- WHAT IS EXPECTED -
All lines in the records below that hold "created" are to be shown.

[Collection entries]
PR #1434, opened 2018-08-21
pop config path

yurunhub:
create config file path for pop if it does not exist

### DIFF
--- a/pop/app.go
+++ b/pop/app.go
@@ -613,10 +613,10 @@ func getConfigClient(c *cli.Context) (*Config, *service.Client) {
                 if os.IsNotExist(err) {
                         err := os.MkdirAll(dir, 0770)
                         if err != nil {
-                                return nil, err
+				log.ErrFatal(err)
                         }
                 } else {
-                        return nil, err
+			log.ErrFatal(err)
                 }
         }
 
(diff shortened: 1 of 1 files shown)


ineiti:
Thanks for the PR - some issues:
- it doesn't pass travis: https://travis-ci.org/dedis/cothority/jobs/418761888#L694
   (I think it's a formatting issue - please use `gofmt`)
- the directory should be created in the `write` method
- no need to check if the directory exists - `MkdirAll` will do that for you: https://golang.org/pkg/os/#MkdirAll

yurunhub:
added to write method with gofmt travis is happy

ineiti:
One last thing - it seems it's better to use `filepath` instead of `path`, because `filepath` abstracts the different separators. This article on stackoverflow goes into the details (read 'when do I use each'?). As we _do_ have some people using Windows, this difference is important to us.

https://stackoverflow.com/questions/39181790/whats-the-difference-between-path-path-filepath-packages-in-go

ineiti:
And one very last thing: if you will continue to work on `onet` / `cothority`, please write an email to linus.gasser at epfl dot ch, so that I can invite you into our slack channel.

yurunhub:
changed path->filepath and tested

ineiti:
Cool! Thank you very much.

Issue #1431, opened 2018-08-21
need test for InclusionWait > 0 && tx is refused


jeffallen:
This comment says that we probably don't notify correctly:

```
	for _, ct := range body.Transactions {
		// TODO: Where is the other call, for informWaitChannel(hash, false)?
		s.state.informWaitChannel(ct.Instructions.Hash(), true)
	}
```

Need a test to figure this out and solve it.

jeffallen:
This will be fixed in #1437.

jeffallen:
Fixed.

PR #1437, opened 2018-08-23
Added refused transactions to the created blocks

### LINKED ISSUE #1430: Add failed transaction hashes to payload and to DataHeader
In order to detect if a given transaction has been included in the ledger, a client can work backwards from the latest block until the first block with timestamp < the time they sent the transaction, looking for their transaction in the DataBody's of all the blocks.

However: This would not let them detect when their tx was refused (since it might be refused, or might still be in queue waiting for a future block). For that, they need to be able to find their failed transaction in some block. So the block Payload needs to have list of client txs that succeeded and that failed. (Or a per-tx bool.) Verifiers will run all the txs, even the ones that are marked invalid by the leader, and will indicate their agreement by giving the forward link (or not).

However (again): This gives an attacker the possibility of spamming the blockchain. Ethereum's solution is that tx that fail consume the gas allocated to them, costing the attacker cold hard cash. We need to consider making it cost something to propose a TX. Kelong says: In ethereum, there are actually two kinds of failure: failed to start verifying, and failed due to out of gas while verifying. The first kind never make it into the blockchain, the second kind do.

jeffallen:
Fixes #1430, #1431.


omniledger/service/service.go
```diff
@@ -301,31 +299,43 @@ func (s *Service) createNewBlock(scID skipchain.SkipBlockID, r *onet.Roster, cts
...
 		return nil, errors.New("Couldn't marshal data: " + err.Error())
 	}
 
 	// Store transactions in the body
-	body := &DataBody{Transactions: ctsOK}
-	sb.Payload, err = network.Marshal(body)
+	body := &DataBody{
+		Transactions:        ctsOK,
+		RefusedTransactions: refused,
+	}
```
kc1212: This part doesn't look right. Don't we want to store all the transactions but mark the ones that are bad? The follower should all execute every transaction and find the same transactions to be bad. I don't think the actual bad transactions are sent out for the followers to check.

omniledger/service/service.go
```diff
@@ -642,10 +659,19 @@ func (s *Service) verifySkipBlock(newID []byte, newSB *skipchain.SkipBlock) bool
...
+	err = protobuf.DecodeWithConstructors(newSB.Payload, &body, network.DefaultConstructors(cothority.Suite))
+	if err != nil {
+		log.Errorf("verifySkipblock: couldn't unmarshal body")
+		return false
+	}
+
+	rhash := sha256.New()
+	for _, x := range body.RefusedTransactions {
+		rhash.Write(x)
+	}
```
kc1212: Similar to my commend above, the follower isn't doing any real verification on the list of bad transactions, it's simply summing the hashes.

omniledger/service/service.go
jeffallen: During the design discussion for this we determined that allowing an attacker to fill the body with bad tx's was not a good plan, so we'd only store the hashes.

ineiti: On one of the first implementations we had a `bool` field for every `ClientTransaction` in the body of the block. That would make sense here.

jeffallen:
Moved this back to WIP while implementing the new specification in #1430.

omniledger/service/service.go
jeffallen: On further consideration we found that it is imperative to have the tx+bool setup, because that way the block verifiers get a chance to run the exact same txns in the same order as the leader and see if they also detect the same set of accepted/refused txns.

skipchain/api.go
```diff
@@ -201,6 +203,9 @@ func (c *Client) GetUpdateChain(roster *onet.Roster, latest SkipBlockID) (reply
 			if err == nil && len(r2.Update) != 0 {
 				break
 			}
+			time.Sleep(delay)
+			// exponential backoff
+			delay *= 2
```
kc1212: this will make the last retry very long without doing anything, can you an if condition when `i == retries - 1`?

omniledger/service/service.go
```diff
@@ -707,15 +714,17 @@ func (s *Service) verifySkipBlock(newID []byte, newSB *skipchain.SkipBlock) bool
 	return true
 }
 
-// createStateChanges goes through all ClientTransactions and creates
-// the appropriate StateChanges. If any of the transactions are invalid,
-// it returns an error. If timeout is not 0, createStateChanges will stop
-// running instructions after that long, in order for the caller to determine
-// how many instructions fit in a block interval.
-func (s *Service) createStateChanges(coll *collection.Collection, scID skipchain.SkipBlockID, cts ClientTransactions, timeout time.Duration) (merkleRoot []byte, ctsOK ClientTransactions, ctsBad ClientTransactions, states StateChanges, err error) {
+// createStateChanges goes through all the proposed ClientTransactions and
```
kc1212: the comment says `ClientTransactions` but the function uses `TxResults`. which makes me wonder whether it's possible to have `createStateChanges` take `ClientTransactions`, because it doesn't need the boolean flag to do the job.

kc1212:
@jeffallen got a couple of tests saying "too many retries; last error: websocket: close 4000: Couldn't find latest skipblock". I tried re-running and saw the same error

- SOLUTION -
- the directory should be created in the `write` method
Added refused transactions to the created blocks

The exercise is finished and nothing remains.